In addition to the individual examples given here, you can look at the sources:
- [tests of the entire library](https://github.com/orefkov/simstr/blob/main/tests/test_str.cpp)
- [tests of only the strexpr part](https://github.com/orefkov/simstr/blob/main/tests/test_expr_only.cpp)
- [examples of using your types in string expressions](https://github.com/orefkov/simstr/blob/main/tests/test_tostrexpr.cpp)
- [benchmarks](https://github.com/orefkov/simstr/blob/main/bench/bench_str.cpp)
- [utility for preparing html](https://github.com/orefkov/simstr/blob/main/bench/process_result.cpp) from benchmark results.

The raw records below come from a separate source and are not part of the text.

PR #153, opened 2015-09-02
sai switch attribute enhancements

Rajasekhar-Pulluru:
Added new argument to sai switch initialize function to pass platform specific configuration file.
Added new attributes.
Modified uint32_t to sai_uint32_t

 Changes to be committed:
	modified:   inc/saiswitch.h
	modified:   inc/saitypes.h


itaibaz:
Can we add standard K/V table ?
I guess it should hold all the new attributes in this commit
A const array of strings should be fine
Thanks

arunsubash:
Yes Tushar "Bytes" should apply only for MTU and for other tables it will be removed.

arunsubash:
Yes Itai we will add a constant array of strings in saitypes.h that lists the attributes that can be set at init time

sai/inc/saiswitch.h
```diff
@@ -428,6 +499,34 @@ typedef enum _sai_switch_attr_t
...
+ * @def SAI_SWITCH_ATTR_MAX_KEY_STRING_LEN
+ * Maximum length of switch attribute key string that can be set using key=value 
+ */
+#define SAI_SWITCH_ATTR_MAX_KEY_STRING_LEN    64
+
+/**
+ * @def SAI_SWITCH_ATTR_MAX_KEY_COUNT
+ * Maximum count of switch attribute keys 
+ */
+#define SAI_SWITCH_ATTR_MAX_KEY_COUNT         11
```
arunsubash: Add a comment to indicate that this needs to be incremented every time we add a new define below

Rajasekhar-Pulluru:
Hi Itai, As discussed offline, since SAI could also be used as a library and we can't define const array of strings in header file, defined new macros for switch attribute keys.

PR #154, opened 2015-09-06
Add SAI_ROUTE_ATTR_DIRECTLY_REACHABLE_EGRESS_RIF

itaibaz:
The router interface to which the subnet is attached

### DIFF
--- a/sai/inc/sairoute.h
+++ b/sai/inc/sairoute.h
@@ -67,6 +67,12 @@ typedef enum _sai_route_attr_t
      * Value Range SAI_SWITCH_ATTR_ROUTE_USER_META_DATA_RANGE */
     SAI_ROUTE_ATTR_META_DATA,
 
+    /** The router interface to which the subnet is attached [sai_object_id_t] (CREATE_AND_SET)
+    * Valid only when SAI_ROUTE_ATTR_DIRECTLY_REACHABLE_ROUTE == true
+    *   (MANDATORY_ON_CREATE when SAI_ROUTE_ATTR_DIRECTLY_REACHABLE_ROUTE == true)
+    *   (default to SAI_NULL_OBJECT_ID) */
+    SAI_ROUTE_ATTR_DIRECTLY_REACHABLE_EGRESS_RIF,
+
     /** Custom range base value */
     SAI_ROUTE_ATTR_CUSTOM_RANGE_BASE  = 0x10000000
 


sai/inc/sairoute.h
```diff
@@ -67,6 +67,12 @@ typedef enum _sai_route_attr_t
      * Value Range SAI_SWITCH_ATTR_ROUTE_USER_META_DATA_RANGE */
     SAI_ROUTE_ATTR_META_DATA,
 
+    /** The router interface to which the subnet is attached [sai_object_id_t] (CREATE_AND_SET)
+    * Valid only when SAI_ROUTE_ATTR_DIRECTLY_REACHABLE_ROUTE == true
+    *   (MANDATORY_ON_CREATE when SAI_ROUTE_ATTR_DIRECTLY_REACHABLE_ROUTE == true)
+    *   (default to SAI_NULL_OBJECT_ID) */
+    SAI_ROUTE_ATTR_DIRECTLY_REACHABLE_EGRESS_RIF,
+
```
SathishKumarTR-Dell: Can this attribute be set along with the SAI_ROUTE_ATTR_NEXT_HOP_ID? 
Route pointing to a point-to-point IP tunnel will be a directly reachable route on the overlay network - for which, this new attribute can be set to the overlay tunnel RIF and the route can be still set with the nexthop id for the transport network?

itaibaz: Hi
At the moment, directly reachable=true + egress rif value, is mutually exclusive with giving a next hop ID
Matty is working on a proposal for tunneling, which he will present in the coming weeks for the community. We can consider then the specific changes needed to support tunneling, after we evaluate the model.

Thanks

lguohan: For directly reachable route, can we put the egress rif Id into the SAI_ROUTE_ATTR_NEXT_HOP_ID? SAI can look at the object type of it, if it is NEXT_HOP, then SAI uses the (IP, rif) in the next hop to lookup the neighbor table. If it is a ROUTER_INTERFACE, then, SAI uses the (dst IP of the packet, rif) to lookup the neighbor table.

itaibaz: Yes, it’s a good idea, as the modes are mutually exclusive it’s easier to use one attribute for all modes, and distinguish between them according to the object type – either next hop, or next hop group, or router interface
I will modify the pull request accordingly

PR #157, opened 2015-09-07
Remove switch default trap channel, fd. Make switch default trap grou…

itaibaz:
…p RO

Remove switch default trap channel and FD, that can be managed by host
trap channel and FD attributes
Modify the host trap channel and FD defaults
Modify switch default trap group to be read only. The object handle is
RO. The group attributes are RW, for example modifying the default group
policer and queue


lguohan:
thanks

PR #158, opened 2015-09-08
Port buffer profile changes

dgsudharsan:
Added missing buffer profile attribute for port.
Modified SAI_PORT_ATTR_PG_NUM to SAI_PORT_ATTR_NUM_PG and also changed comments for better clarity.


tushar-ty:
It seems that the definition of sai_qos_drop_type_t is still missing in the headers.

PR #638, opened 2015-11-09
TVMaze estimator

liiight:
TVMaze estimator for discover plugin

@gazpachoking Currently, some 'print' command are shown on manual series search.
This should be fixed shortly at pytvmaze side, so we can wait with merging this until that is fixed, or add another commit to suppress them.

Edit: let's sit on this for now. I'm working with pytvmaze to do something different and those changes will break behavior. I'll update when this is ready.

EDIT: @gazpachoking this is ready to be merged IMO. worked with pytvmaze dev and now it doesn't have those 'print' and is way more robust.

### DIFF
--- a/flexget/plugins/estimators/est_release_series_tvmaze.py
+++ b/flexget/plugins/estimators/est_release_series_tvmaze.py
@@ -1,0 +1,47 @@
+from __future__ import unicode_literals, division, absolute_import
+import logging
+from datetime import datetime
+import re
+
+from flexget import plugin
+from flexget.event import event
+
+try:
+    # TODO implement TVMaze API internally
+    from pytvmaze import get_show, lookup_tvrage, lookup_tvdb
+except ImportError as e:
+    raise plugin.PluginError('Could not import from pytvmaze')
+
+log = logging.getLogger('est_series_tvmaze')
+
+
+class EstimatesSeriesTVMaze(object):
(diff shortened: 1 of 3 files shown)


flexget/plugins/estimators/est_release_series_tvmaze.py
```diff
@@ -0,0 +1,66 @@
...
+        except ShowNotFound as e:
+            log.warning('Could not found show on TVMaze: %s' % e)
+            return
+        episode = tvmaze_show[season][episode_number]
+        if episode:
+            airdate = datetime.strptime(episode.airdate, '%Y-%m-%d')
+            log.debug('received airdate: {0}'.format(airdate))
+            return airdate
+        else:
+            log.debug('No episode info obtained from TVMaze for %s season %s episode %s' % (
```
cvium: I think we should try to be consistent. Either use the modulo operator or use .format :D

liiight: an oversight, sorry.

cvium: It's also at line 51 :P

I'm just being picky.

liiight: thanks god commits are free :)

## Main Objects of the Library
Available with any use:
- `simple_str` - the simplest string (or piece of string), immutable, not owning, analogue of `std::string_view`.
- `simple_str_nt` - the same, only declares that it ends with 0. For working with third-party C-API.
Available when using the entire library:
- `sstring` - shared string, immutable, owning, with a shared character buffer, SSO support.
- `lstring` - local string, mutable, owning, with a specified size of the SSO buffer.
When connecting only `strexpr.h` - the types `simple_str` and `simple_str_nt` do not contain methods for working with UTF and Unicode.
## Articles
- [Overview and introduction](docs/overview.md)
- [So how do you quickly concatenate strings?](https://orefkov.github.io/simstr/articles/fast_concat.html)
- [Overview article on Habr](https://habr.com/ru/articles/935590) (on Russian)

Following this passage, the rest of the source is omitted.